Они съезжают по улице Еременко, приближаются к теннисным кортам. Место тихое, вот бы поселиться здесь в собственном доме. Деревья, газоны, машины ездят редко. Когда-нибудь у нее будет здесь свой дом.
— Сейчас поворот,— и мы на месте. Еще немного, так, так, вон у тех стеклянных дверей остановитесь, пожалуйста.
Ирена включает свет и наклоняется к табло счетчика. -~ Двадцать одну крону, пожалуйста. Мужчина какую-то долю секунды жует губами, а затем выпаливает:
— Я бы дал вам все сто.
— Запретить я вам этого не могу.
— Да что там сто, я дам вам двести, триста. Хватит вам на сегодня ездить, пойдемте, составьте мне компанию. Я одинок в этом мире, как собака. Еще хорошо, что мне удалось жену на бобах оставить, днем снять деньги с книжки. Пойдемте со мной, я вам дам три сотенных,— настаивает мужчина.
Поблизости ни души. И так всегда.
— Вот вам мое последнее слово — пятьсот. Вы произвели на меня колоссальное впечатление. Поверьте. Моего товарища как раз нет дома. У него классные пластинки и выпивка что надо. Затопим, чтобы нам было тепло, развлечемся. Ну, пожалуйста, что тут такого? Ведь мы же взрослые люди, а?

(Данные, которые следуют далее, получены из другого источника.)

PR #2353, opened 2024-04-29
PIMS-1625: Parcel and Building view details agency authorization

LawrenceLau2020:
## 🎯 Summary

  
[PIMS-1625: ](https://citz-imb.atlassian.net/browse/PIMS-1625) - Parcel and Building view details agency authorization

Adding authorization checks to prevent a user from viewing a parcel or a building not belonging to their agency.
To test you can try as a "General user" by editing the url and changing the id of the parcel or building to one that has an agency which doesn't belong to your user's agency.

## 🔰 Checklist

### DIFF
--- a/express-api/src/controllers/buildings/buildingsController.ts
+++ b/express-api/src/controllers/buildings/buildingsController.ts
@@ -60,11 +60,10 @@ export const getBuilding = async (req: Request, res: Response) => {
 
   const kcUser = req.user as unknown as SSOUser;
   const building = await buildingService.getBuildingById(buildingId);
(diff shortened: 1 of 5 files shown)


dbarkowsky:
Right now, it seems like this isn't checking if I'm an admin or auditor. I should be able to see properties based on that.
Isn't this why we made the checkUserAgencyPermission function under /utilities?

LawrenceLau2020:
> checkUserAgencyPermission

Good catch! I'll refactor these 2 gets to use that function.

dbarkowsky (approved):
Seems to be working for me. 
Prevented me from retrieving details of a parcel that wasn't under my agency.

PR #2358, opened 2024-04-30
PIMS-1570 Excel Export Refine

dbarkowsky:
## 🎯 Summary

  
[PIMS-1570](https://citz-imb.atlassian.net/browse/PIMS-1570?atlOrigin=eyJpIjoiZWUzMWE5MTJlMDNjNDY1ZThiZDQwOTI3N2I5MmFhZjEiLCJwIjoiaiJ9)

In response to the request for customized columns, there's now an option to provide your own source of data for the Excel export.
In most cases, this can be taken directly from the table and just remapped. 
Potentially, additional calls to the API could be made if the data isn't already in the frontend.

## Changes
- Optional prop for the FilteredTableDataGrid component.
- Adding customized exports for existing tables that need them.
- Separating service calls for data if extra joins were needed for export (made things slower for initial load)
- Noticed that geocoder address1 function was giving back unordered addresses. Slight fix there. Used [this document](https://www2.gov.bc.ca/assets/gov/data/geographic/location-services/geocoder/batch_address_data_prep.pdf) for reference.
- After merge...
  - including tasks as part of the project object
  - tried to implement this update with cascade, but that just caused issues, reverted

## Known Issue
- Tasks aren't being picked up on the ProjectDetails page correctly. I see them in the response, and they seem to be getting saved, but there's a UI issue.

## 🔰 Checklist


GrahamS-Quartech (approved):
I feel like it could have been better to consolidate these new excel service functions into the existing getter functions, since they mostly perform the same task. Asking the caller to provide specific details about which relations they do/do not want could be cumbersome though, so I think this is ok. Seems like everything is working so approving.

PR #2895, opened 2025-01-09
PIMS-2257 Export Properties from Map Page

dbarkowsky:
## 🎯 Summary

  
[PIMS-2257](https://citz-imb.atlassian.net/browse/PIMS-2257)

## Changes
- Added an export button on the map sidebar. It should download a file that contains all properties currently selected by an active filter (or all of them if no filter).
- Consolidated the Excel property map into its own file because it is now used in two different places
- Added a new frontend API hook and API route. Even though it uses the same controller as the map properties search, it is easier to represent this in documentation.
- Modified the propertiesController to return export-ready data if ExcelExport query param is detected
- Modified the propertiesService so that the export function can take an object with lists of parcel and buildings ids. These lists are the final filter to the property export if provided.

## Testing
- Test the map to make sure normal map functionality still works
- Test the export button on the map. Do you only get properties filtered by the map?

## 🔰 Checklist


Sharala-Perumal (approved):
The map functionality and filters work as expected. The export to Excel feature retrieves all properties when no filter is applied, and only the required properties when a filter is applied.

PR #2906, opened 2025-01-27
PIMS-2276 Access Request Name Case

dbarkowsky:
## 🎯 Summary

  
[PIMS-2276](https://citz-imb.atlassian.net/browse/PIMS-2276)

This is to fix the instance with BC Services Card where all letters in a user's name are capitalized. 

## Changes
- Added a function that capitalized the first letter of each word in a name
- Applied that function to the access request page

## Testing
- Log in with an account that doesn't already have a user
- The PIMS BCeID account works for this well, because it's mostly capitals.
- See that the capitalization has been updated.

## 🔰 Checklist


Sharala-Perumal (approved):
Tried logging in using BCeid and BC Services card test accounts and I see the Fully capitalized names converted into Init Caps.

PR #2913, opened 2025-02-06
PIMS-2282 Issue with Notification Cancellation Status

dbarkowsky:
## 🎯 Summary

  
[PIMS-2282](https://citz-imb.atlassian.net/browse/PIMS-2282)

## Changes
- Added a check to make sure a response was received from CHES before marking a notification as cancelled on our side. I suspect that was the issue that led to PIMS-2282 being reported.
- After talking with Christy, we noted that the Agency Response table doesn't populate, but it does send emails.
  - She was having to manually add and unsubscribe agencies at their request.
  - The table should now be populated with agencies that have emails and are set to receive email notifications. She can then opt out agencies when they request them.
- Noticed that there's a possibility for emails to try and send if the email field is blank but the agency is set to receive emails. Added some additional WHERE clauses to prevent that.

## Testing
- Open a new project. Note that there should be agencies in the response table now.
- Change project to Approved for ERP. Emails should be sent out to the owning agency, parent ministries, and other subscribed ministries.

## 🔰 Checklist


Sharala-Perumal (approved):
The agency interest table  seems to be populated with the new change. The notification is et to Cancelled when the agency is unsubscribed or deleted from the agency Interest table after receiving response from CHES.

PR #2915, opened 2025-02-10
PIMS-2275 Notifications Update on Agency Email Change

dbarkowsky:
## 🎯 Summary

  
[PIMS-2275](https://citz-imb.atlassian.net/browse/PIMS-2275)

## Changes
- Added a check when updating email settings of an agency
- If the email addresses are changed, it should cancel pending notifications for that agency and requeue them with the new emails.
- If the Send Notifications toggle is changed, it either queues new notifications for ERP projects for that agency or cancels them depending on the new Send Notifications value.
- Added functions used for queuing outstanding notifications for a project/agency combo.

### Changes Since Original Review
- Separated how the agency responses are updated. It now has its own route and some service to facilitate this. Watch notifications are modified (queued or cancelled) when these responses change, but the updateProject route/service no longer tries to do everything. It will only send relevant notifications according to what is there in the agency response table.
- Prevented users from having Send Email checked while having nothing in the To field.
- Made it so you can only add agencies to the watch list for a project if that agency has an email and send notifications checked. This prevents subscribed responses when there's no one to send the notifications to.
- Fixed a bug where some agencies weren't being queued, despite being in the watching list. The issue was with agencies that were not also parent agencies. 
- Updated a lot of test coverage.

## Testing
- Create a test agency or use an existing one. Better if it's not part of the agency your user is in.
- Create a new project and move it in to Approved for ERP status. Depending on the test agency's settings, emails may be triggered.
- Experiment with changing the agency's email addresses and toggling off/on the Send Notifications option.
- You should see notifications for this agency-project combo to be queued/cancelled depending on your selections.

## 🔰 Checklist


Sharala-Perumal (approved):
Created a new agency and enabled subscription to verify that notifications are received successfully. Also tested the unsubscribe functionality to ensure that pending notifications are cancelled appropriately . Switching the email address worked as expected, with queued notifications being transferred to the new email address. Additionally, toggled the "Send email" setting between "Yes" and "No" to confirm that new notifications are created and cancelled accordingly.

PR #2944, opened 2025-04-23
Update compose file and git-ignore

dbarkowsky:
## 🎯 Summary

  

Not related to a ticket. These are just the changes that I had to make to have the compose file work with Podman instead of Docker. 
I believe it should still be compatible with the docker-engine. 

## Changes
- Add database folder to gitignore. I don't see how this wasn't an issue before. Maybe Docker handled it automatically.
- Few auto-formatting changes to the compose, such as quotation marks.
- Move postgres environment ENVs from inline to env file.
- Specify where postgres saves its data with the PGDATA environment variable. For some reason, this version of postgres was not saving it in the volume.

## Testing
1. Make sure your .env is still populated. No change needed if PIMS is already running.
2. Try building the containers with your choice of software (Docker, Podman, etc.)

`docker-compose up --build -d` for example.

3. If you bring down all the containers and bring them up again, your data should persist. This wasn't an issue before, but for some reason Podman would take down my volumes when I ran `podman-compose down`

## 🔰 Checklist

### DIFF
--- a/.gitignore
+++ b/.gitignore
@@ -34,3 +34,6 @@ package-lock.json
 
 # .csv and txt files created by script
 tools/propertyCheck/data/*
+
+# docker volumes
+database/
--- a/.gitignore
+++ b/.gitignore
@@ -36,4 +36,4 @@ package-lock.json
 tools/propertyCheck/data/*
 
 # docker volumes
-database/
+database/postgres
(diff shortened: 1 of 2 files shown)


Sharala-Perumal (approved):
Refined compose file works fine. The named volume and local mount for dump file works as expected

—Заплатите двадцать одну крону и идите своей дорогой!— говорит Ирена.
— Такая красивая и такая злая! Я вам дам пять сотен, я не жмот. Но вам придется пойти за ними со мной, у меня нет при себе бумажника.

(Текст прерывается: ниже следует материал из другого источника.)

PR #2946, opened 2025-04-24
PIMS-2307 Remove Watch Agency Response Type

dbarkowsky:
## 🎯 Summary

  
[PIMS-2307](https://citz-imb.atlassian.net/browse/PIMS-2307)
Recommend this is reviewed after PIMS-2275 is merged. Will keep in draft until then.

## Changes
- Remove Watch value from enums in frontend and backend
- Adjust notification generation area to look for Subscribe instead of NOT (watch or unsubscribe)
- Create migration that moves all Watch responses to Subscribe responses. After looking at PROD to see how Watch is being used, it seems like admins occasionally attempt to use it when an agency is interested in a project. Unfortunately, Watch status acts more like Unsubscribe status at the moment. This should bring the attempted use closer to the intended behaviour.

## Testing
- Make sure you have parent agencies and child agencies with emails and Send Notifications checked in your local database.
- Start a new project and move it to ERP. There should be agencies in the Agency Response table when the project is created. 
- See that Watch is no longer an option when trying to manually change the response.
- See that emails are queued for expected agencies.

## 🔰 Checklist

### DIFF
--- a/express-api/src/services/notifications/notificationServices.ts
+++ b/express-api/src/services/notifications/notificationServices.ts
@@ -48,7 +48,6 @@ export enum NotificationAudience {
 export enum AgencyResponseType {
   Unsubscribe = 0,
   Subscribe = 1,
-  Watch = 2,
 }
 export interface ProjectNotificationFilter {
   projectId: number;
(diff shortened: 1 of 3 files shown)


Sharala-Perumal (approved):
The option 'Watch' is removed from the SUBSCRIBE dropdown list and the agencies who opted for Watch are now subscribed and receive notifications. Works as expected.

PR #3011, opened 2025-06-25
logging additions and small fixes

dbarkowsky:
## Changes
- Added some logging points. Some of these are temporary and can be removed later.
- Fixed one issue where parent agencies were getting the watching agency notifications as well
- Added a check when resending notifications. If the notification is already pending, it will cancel that one now before resending.  

## 🔰 Checklist


Sharala-Perumal (approved):
Changed the agency email id from one to another and the witnessed the CHES message id getting updated which confirms the new email id is update in CHES.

Ирена включает скорость, срывается с места. Выжимает сто. Если милиция остановит, тем лучше.
— Вы что, рехнулись!—вырывается у пассажира.
Она проскакивает перекресток на красный свет. Мужчину бросает в дрожь. Он шарит по карманам, вытаскивает бумажник и сует ей три десятикроновые купюры. Ирена останавливается у кромки тротуара, дает сдачу — монету в пять крон.
— Еще четыре,— обозленно бросает мужчина.
— Их мы уже прокатали.
— Но я вас не просил сюда ехать! Ирена снова протягивает руку к рычагу.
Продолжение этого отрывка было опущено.